The Roads to Freedom Exhibition was opened to celebrate the 20th Anniversary of the August Agreement and the birth of Solidarity. It is housed in the BHP Hall of the same Gdansk shipyard where the events of August 1980 took place.

The exhibition begins outside the hall, walking through the old shipyard, where two sculptures/gates by the artist Grzegorz Klaman invoke a ships prow and skeleton. Inside the first gate are two LED screens along which words of communist dogma and propaganda flow on one while words of protest slip along the other.

Around the outside of the hall are large photographs showing events of August 1980, not just dramatic montages but also simple scenes of striking workers greeting their families, eating, smoking and taking part in the church masses which were held in the shipyard. Indeed it was the latter which were perhaps the most evocative as it really brought home that these were ordinary working people standing up for their - and others - rights and freedom.

Also just outside the BHP hall is an armoured carrier used to suppress protest during Marshal Law. Indeed inside the exhibition one of the most shocking and memorable images is of water cannons spraying from such a carrier onto people in the streets which we had been walking along a little while before.

Inside the hall the multimedia exhibition charts the resistance to communist rule, such as the protests in Poznan during 1956 and Gdansk 1970, through the birth of Solidarity, the imposition of Martial Law and, finally, the coming of democracy.

Much of this is done through first hand testimony from those involved, strikers, politicians and also, for instance, the artist who created the Solidarity symbol. In one of the first rooms a very thorough history of protest is shown via computer terminals – allowing you to view pictures, video and text at your own pace.

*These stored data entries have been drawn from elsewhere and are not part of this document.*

PR #315, opened 2014-10-27
Add input cleanup

TheNeikos:


src/input/module.c
```diff
@@ -120,17 +121,45 @@ find_initial_devices(void) {
 
         struct ws_input_device* new_dev = ws_input_device_new(fd);
 
-        ws_set_insert(&ws_input_ctx.devices, (struct ws_object*) new_dev);
+        ws_set_insert(&ws_input_ctx.devices,
+                        (struct ws_object*) getref(new_dev));
```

In later rooms are a reconstruction of the room where the August agreement was debated and signed, two wooden boards on which are handwritten the 21 demands of the strikers, which are now included on UNESCO’S World Heritage List for their humanitarian and libertarian values. Later rooms concentrate, via video displays, reconstructions, and artifacts, on life under Martial Law when Solidarity and protest was forced underground. Finally the last room shows the legacy of August 1980 - and later 1989 - as communist rule began to crumble and the map of Eastern and Central Europe was re-drawn.

It is an absolutely fantastic exhibition with just so many highlights. Interesting, informative, extremely well informed, moving and hopeful. The latter is, I feel, the lasting, wonderful legacy of August 1980 and the birth of Solidarity – it gave so many people hope. And hope is a commodity that is always needed and should always be valued.

The exhibition is housed in the former Gdansk Shipyard No. 2.
Open from 10am to 5pm, Tueday through Sunday, closed on Monday.